408809: GYM103328 F Prime Gifts
Description
It's Christmas time! There are $$$p$$$ children in the Prime Town, and of course, in Prime Town, $$$p$$$ is a prime number. Santa Claus would like to give each child the same amount of presents. There are two types of gifts available: gift A and gift B. However, Santa Claus cannot buy gift A or gift B arbitrarily. Instead, the only available option is to buy a combo containing $$$x$$$ gifts A and $$$y$$$ gifts B, where $$$x, y \geq p$$$
He wants to make every child equally happy, so he decides to distribute the gifts he buys to the children such that each child gets the same number of gift A and the same number of gift B.

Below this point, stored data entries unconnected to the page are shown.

Issue #3505, opened 2025-10-30
Espo\Tools\DataPrivacy\Erasor tries to access protected property `id` on entities


bfzgaier:
**Describe the mistake**
When handling the erason of emailAddresses and phoneNumbers the erasor directly access the entity id.
Because the property is not public, an exception is thought. 
Here is an example for `EmailAddress`:
`ERROR: Slim Application Error Type: Error Code: 0 Message: Cannot access protected property Espo\Entities\EmailAddress::$id File: /espo/application/Espo/Tools/DataPrivacy/Erasor.php Line: 117`

**Location**
https://github.com/espocrm/espocrm/blob/master/application/Espo/Tools/DataPrivacy/Erasor.php#L117

https://github.com/espocrm/espocrm/blob/master/application/Espo/Tools/DataPrivacy/Erasor.php#L135

**Suggested correction**
L117:  `$emailAddress->set(Field::NAME, 'ERASED:' . $emailAddress->getId());`
L135:  `$phoneNumber->set(Field::NAME, 'ERASED:' . $phoneNumber->getId());`

**Additional context**
none

PR #3506, opened 2025-10-30
Fix issue 3505 - Espo\Tools\DataPrivacy\Erasor tries to access protected property id on entities

bfzgaier:
This fixes the issue https://github.com/espocrm/espocrm/issues/3505

Sorry, for maybe selecting the wrong branch.


yurikuzn:
Thank you for the fix. I'll port it to the *fix* branch.

PR #3507, opened 2025-10-30
int getMinValue fix

antonslyzhko:
Fix getMinValue logic that overwrote valid minValue due to wrong null comparison


yurikuzn:
I think we'll need to simplify this and other such usages to only params, as it's supposed to be populated automatically from the  model parameters.

PR #3520, opened 2025-11-14
User stream: Fix incorrect alias in subscriptionExclude join

antonslyzhko:


yurikuzn:
Could you provide more information? It's important functionally affected. Did you test the result?

yurikuzn:
Could you also tell whether you observed a wrong behavior. What exactly wrong behavior.

antonslyzhko:
I'm currently researching how to optimize user stream loading. We also encountered a bug related to slow stream load, but that issue is not part of this PR.

While analyzing the SQL generated by the stream query to determine which indexes could be added, I noticed this `LEFT JOIN`. The condition `subscription.user_id = 'someUserId'` inside the `subscriptionExclude` join cannot have any effect, because it is already guaranteed to be true by the previous `INNER JOIN subscription`, which uses the same `user_id` condition. As a result, the `user_id` filter is applied to the wrong alias and does not actually restrict `subscriptionExclude` to the current user.

This PR corrects that by applying `someUserId` to the proper join alias, so the exclusion logic works as intended.

yurikuzn:
I see that the query is not correct. But was curious about actual reproducing. Whether the issue is observable. If yes, then what exactly is displayed wrong or not displayed when should be displayed. Whether you could observe the result of the fix.

We don't have problems with stream performance btw. Performance problems are issues, not bugs. It can be that some query performs much slower on a particular database and fast on another.

yurikuzn:
I believe that the wrong result would be a entry duplicates in the user's stream. The user needs to be subscribed to both Account and the related record, and multiple users have to be subscribed to the same record in order this bug to be observable

PR #3531, opened 2025-11-27
fix salutation name hardcoded

antonslyzhko:


yurikuzn:
As it's not a bug nor a wrong behavior, it's rather be in the dev branch.

yurikuzn:
To be able to merge, need rebase against master.

yurikuzn:
I'd define a protected property in the view class. Having the property defined make it less prone to changes in future.


```
/**
 * @protected
 * @type {string}
 * @since 9.3.0
 */
salutationField
```

yurikuzn:
I added to the master. https://github.com/espocrm/espocrm/commit/d179b4b792d0e24c4930eab03957dec86cba2a2d

PR #3545, opened 2025-12-14
Added clientReadOnly to schema

Daliborlol:


yurikuzn:
This was not added on-purpose, as being a non-official parameter. Maybe needs to be re-considered. Not yet sure,

PR #3555, opened 2026-01-03
fix required field validation

antonslyzhko:
This PR fixes incorrect validation logic for fields whose required flag is changed after records already exist.

If a field is made not required, records are created, and then the field is made required again, EspoCRM allows updating other fields via inline edit while bypassing validation of the newly required field.
This results in records being saved in an invalid state.

**Steps to reproduce**
1. In **Entity Manager**, make a field **not required**.
2. Create a record of this entity type.
3. Change the same field back to **required** in **Entity Manager**.
4. Open the previously created record.
5. Edit any _other_ field using **inline edit** (do not touch the required field).
6. Save — the update succeeds even though the required field is empty.


yurikuzn:
It's an expected behavior. Only updated fields are checked in field validation unless forced with a parameter. The if-block addresses this logic.

PR #3561, opened 2026-01-15
Update PreferencesService to consider dashboard layout metadata

kenyonit:
The resetDashboard function only considers the dashboardLayout and dashletsOptions config. 

Updated to check metadata app.defaultDashboardLayouts.Standard and app.defaultDashboardOptions.Standard so behaviour is consistent with the loadData function in Preferences.php


yurikuzn:
Hi. Could you accept the [CLA](https://github.com/espocrm/cla) ?

kenyonit:
Hi @yurikuzn, done mate

PR #1399, opened 2015-08-10
Failed to start compiled exe from non-ascii path on external usb-flash drive #1396

### LINKED ISSUE #1396: Failed to start compiled exe from non-ascii path on external usb-flash drive (FAT32, where short file names is not used)
OS: Win7_x64
Python: 2.7.10 (x32)
PyInstaller: 2.1 (also I've tried latest dev)

Related issue: #1224

**How to reproduce**
Build any exe (for example "Hello word")
Create dir on USB-flash drive (FAT32), which contains non-ascii symbols:
* from command prompt: MD фыва
* or Python script: 
<PRE>
import os
os.mkdir(unicode('\xd1\x84\xd1\x8b\xd0\xb2\xd0\xb0', 'utf-8'))
</PRE>

Check that 8.3-style filenames is disabled for drive - from windows command promt run "dir /X" and check that only long filenames are exists.

Copy compiled hello.exe to the created folder and run it.

Error message:
<PRE>
F:\фыва>hello.exe
  File "<string>", line 21, in <module>
  File "C:\Python27_x86_32\lib\site-packages\PyInstaller\loader\pyi_importers.py", line 508, in install
    sys.meta_path.append(FrozenImporter())
  File "C:\Python27_x86_32\lib\site-packages\PyInstaller\loader\pyi_importers.py", line 157, in __init__
    raise ImportError("Can't load frozen modules.")
ImportError: Can't load frozen modules.
</PRE>

The same effect occurs when you run from a network path (which is not attached as drive letter).

**The cause of the problem.**
When an application is launched from a usual disk, path to exe is passed as "8.3"-style pathnames (SFNs - Short File Names).
But on some drives "8.3-style" is disabled and in this case path to exe is passed as unicode string (UTF-8).
The problem is in the file:
`C:\Python27\Lib\site-packages\PyInstaller\loader\pyi_importers.py`,
class: `FrozenImporter`
method: `__init__`
<PRE>
                # Unzip zip archive bundled with the executable.
                self._pyz_archive = ZlibArchive(pyz_filepath)
</PRE>
ZlibArchive takes argument pyz_filepath and interprets it as string (with ascii symbols).
When 8.3-style is used - all symbols is ascii (0..127) (which is subset of UTF-8).
But in case when file-system is not supported SFNs and path contains non-ascii symbols, we have a problem.

**Solution**
Replace to this:
<PRE>
                # Unzip zip archive bundled with the executable.
                self._pyz_archive = ZlibArchive(unicode(pyz_filepath, "utf-8"))
</PRE>

TheSomeMan:
Failed to start compiled exe from non-ascii path on external usb-flash drive (FAT32, where short file names is not used) (closed #1396)

### DIFF
--- a/PyInstaller/loader/pyimod03_importers.py
+++ b/PyInstaller/loader/pyimod03_importers.py
@@ -167,7 +167,7 @@ class FrozenImporter(object):
             imp_lock()
             try:
                 # Unzip zip archive bundled with the executable.
-                self._pyz_archive = ZlibArchiveReader(pyz_filepath)
+                self._pyz_archive = ZlibArchiveReader(unicode(pyz_filepath, "utf-8"))
                 # Verify the integrity of the zip archive with Python modules.
                 # This is already done when creating the ZlibArchiveReader instance.
                 #self._pyz_archive.checkmagic()


htgoebel:
I doubt, the using a hard coded encoding is a valid solution.

codewarrior0:
@htgoebel is right - Not the correct fix.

There are only $$$p - 1$$$ combos left in stock. Santa Claus is rich, and as a result, he cares more about the number of wasted gifts than the money he spends on buying them. Therefore, he wants to choose the optimal number of combos to buy, so that after distributing them to the children evenly, the number of remaining gifts is minimized. Of course, he can simply buy nothing, and there will be no waste. However, that would make him an unethical Santa Claus, and thus it's forbidden to do so.
He wonders, what is the minimum number of remaining gifts if he buys the optimal number of gift combos?
Of course, Santa Claus knows some basics of competitive programming, and this problem should have been an easy task for him. Still, you should mind that he is Santa Clauses in $$$T$$$ different parallel universes, having their own $$$x, y, p$$$, respectively.
He has to solve it before Christmas, and there is no time to waste. Desperately, he adds this problem into the problem set so that some contestants might incidentally solve it during the contest.
InputThe first line of the input contains a single integer $$$T$$$ — the number of test cases. Each of the next $$$T$$$ lines contains three integers $$$p$$$, $$$x$$$, and $$$y$$$ separated by spaces.
- $$$1 \leq T \leq 10^5$$$
- $$$2 \leq p \leq 10^9$$$
- $$$p \leq x, y \leq 10^{18}$$$
- It's guaranteed that $$$p$$$ is a prime number
For each of the $$$T$$$ test cases, output a line containing the answer to that test case.
ExampleInput2 3 4 7 7 16 10Output
2 4Note
For the first sample case, you can buy 1 combo and give each child 1 gift A and 2 gifts B.
For the second sample case, you can buy 5 combos and give each child 11 gifts A and 7 gifts B.